Dataset entries:
[Start of section]

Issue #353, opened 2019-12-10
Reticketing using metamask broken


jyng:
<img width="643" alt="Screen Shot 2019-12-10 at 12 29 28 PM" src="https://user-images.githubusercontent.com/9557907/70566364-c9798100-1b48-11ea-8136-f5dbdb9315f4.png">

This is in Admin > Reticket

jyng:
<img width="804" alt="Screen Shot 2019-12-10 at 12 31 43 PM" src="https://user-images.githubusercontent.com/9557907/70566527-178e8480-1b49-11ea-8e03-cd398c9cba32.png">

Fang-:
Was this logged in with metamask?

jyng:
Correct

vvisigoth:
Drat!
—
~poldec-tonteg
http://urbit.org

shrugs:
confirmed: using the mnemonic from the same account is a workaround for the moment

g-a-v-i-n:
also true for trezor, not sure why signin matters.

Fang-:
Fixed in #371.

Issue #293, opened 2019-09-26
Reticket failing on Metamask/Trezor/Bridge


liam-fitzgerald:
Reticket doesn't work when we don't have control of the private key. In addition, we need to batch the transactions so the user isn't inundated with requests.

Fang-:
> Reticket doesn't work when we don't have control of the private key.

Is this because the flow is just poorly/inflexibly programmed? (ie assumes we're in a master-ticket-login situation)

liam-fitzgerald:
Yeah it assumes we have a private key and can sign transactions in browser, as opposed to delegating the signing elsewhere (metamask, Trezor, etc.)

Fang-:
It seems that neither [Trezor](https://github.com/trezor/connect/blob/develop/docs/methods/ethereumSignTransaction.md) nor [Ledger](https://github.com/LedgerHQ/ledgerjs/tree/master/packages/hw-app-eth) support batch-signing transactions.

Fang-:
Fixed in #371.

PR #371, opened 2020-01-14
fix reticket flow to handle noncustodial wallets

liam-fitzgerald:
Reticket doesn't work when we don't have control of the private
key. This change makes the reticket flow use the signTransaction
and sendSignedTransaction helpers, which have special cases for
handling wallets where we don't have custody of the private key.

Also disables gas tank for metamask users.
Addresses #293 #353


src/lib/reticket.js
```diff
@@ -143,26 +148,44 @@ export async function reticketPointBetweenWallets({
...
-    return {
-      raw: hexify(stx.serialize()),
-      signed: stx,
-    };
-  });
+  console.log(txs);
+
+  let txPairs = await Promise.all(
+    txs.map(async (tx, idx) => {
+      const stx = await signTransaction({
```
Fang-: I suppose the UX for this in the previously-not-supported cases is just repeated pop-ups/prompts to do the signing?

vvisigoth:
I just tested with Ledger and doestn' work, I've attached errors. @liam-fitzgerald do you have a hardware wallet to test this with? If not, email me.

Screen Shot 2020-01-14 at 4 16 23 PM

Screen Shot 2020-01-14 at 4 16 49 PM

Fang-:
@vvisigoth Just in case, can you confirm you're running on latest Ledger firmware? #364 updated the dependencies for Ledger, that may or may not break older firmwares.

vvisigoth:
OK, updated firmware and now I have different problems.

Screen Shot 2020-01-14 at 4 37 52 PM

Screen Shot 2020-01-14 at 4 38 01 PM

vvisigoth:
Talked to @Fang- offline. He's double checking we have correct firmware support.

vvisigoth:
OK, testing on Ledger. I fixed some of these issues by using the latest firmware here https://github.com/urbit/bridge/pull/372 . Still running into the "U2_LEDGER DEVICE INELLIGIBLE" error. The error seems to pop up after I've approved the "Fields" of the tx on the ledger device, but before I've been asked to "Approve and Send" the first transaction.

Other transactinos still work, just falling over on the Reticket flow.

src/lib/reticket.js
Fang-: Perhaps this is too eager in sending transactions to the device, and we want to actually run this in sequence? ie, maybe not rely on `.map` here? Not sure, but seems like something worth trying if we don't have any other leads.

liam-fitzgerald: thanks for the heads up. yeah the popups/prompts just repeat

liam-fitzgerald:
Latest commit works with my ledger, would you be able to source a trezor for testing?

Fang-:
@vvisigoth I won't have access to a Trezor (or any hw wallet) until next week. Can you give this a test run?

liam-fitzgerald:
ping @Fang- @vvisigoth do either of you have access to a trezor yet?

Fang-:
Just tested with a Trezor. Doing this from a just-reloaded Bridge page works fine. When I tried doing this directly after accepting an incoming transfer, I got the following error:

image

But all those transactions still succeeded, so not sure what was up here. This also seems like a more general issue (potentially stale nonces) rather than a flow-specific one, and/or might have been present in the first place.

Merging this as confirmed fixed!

[End of section]
[Start of section]

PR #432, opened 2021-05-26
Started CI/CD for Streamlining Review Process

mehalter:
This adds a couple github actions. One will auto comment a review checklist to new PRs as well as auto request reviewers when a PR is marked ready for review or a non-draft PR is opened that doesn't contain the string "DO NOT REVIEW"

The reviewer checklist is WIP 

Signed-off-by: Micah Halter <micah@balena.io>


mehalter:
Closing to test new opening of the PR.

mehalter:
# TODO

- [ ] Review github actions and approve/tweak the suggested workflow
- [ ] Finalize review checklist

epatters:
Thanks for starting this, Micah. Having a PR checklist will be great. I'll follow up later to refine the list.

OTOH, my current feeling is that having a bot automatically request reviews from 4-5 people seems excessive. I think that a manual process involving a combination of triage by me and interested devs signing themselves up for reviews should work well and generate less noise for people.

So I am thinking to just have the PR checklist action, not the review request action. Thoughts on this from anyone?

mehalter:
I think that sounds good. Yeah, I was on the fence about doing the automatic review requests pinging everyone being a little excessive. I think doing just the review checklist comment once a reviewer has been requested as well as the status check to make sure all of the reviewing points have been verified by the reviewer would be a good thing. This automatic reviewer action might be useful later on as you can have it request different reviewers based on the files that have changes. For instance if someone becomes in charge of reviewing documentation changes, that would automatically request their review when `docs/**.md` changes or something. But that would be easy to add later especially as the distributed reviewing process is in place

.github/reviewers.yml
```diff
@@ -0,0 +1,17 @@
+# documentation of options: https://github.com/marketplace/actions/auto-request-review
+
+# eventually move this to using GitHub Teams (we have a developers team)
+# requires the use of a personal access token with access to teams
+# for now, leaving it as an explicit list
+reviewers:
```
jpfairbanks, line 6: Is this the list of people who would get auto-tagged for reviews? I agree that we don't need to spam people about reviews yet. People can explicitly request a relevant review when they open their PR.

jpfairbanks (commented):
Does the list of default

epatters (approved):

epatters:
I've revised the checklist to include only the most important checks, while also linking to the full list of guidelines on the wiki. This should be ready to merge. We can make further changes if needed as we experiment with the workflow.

[End of section]
[Start of section]

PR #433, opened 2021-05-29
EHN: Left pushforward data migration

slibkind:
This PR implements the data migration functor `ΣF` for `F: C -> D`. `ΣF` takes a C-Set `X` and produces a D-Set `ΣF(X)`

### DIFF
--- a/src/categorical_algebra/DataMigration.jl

[End of section]

ACTIVITY
Take the lines above from the one containing "liam-fitzgerald: thanks for" to the one containing "Merging this as confirmed fixed!" and retype them exactly, both ends included, with nothing added.

COMPLETED EXERCISE
liam-fitzgerald: thanks for the heads up. yeah the popups/prompts just repeat

liam-fitzgerald:
Latest commit works with my ledger, would you be able to source a trezor for testing?

Fang-:
@vvisigoth I won't have access to a Trezor (or any hw wallet) until next week. Can you give this a test run?

liam-fitzgerald:
ping @Fang- @vvisigoth do either of you have access to a trezor yet?

Fang-:
Just tested with a Trezor. Doing this from a just-reloaded Bridge page works fine. When I tried doing this directly after accepting an incoming transfer, I got the following error:

image

But all those transactions still succeeded, so not sure what was up here. This also seems like a more general issue (potentially stale nonces) rather than a flow-specific one, and/or might have been present in the first place.

Merging this as confirmed fixed!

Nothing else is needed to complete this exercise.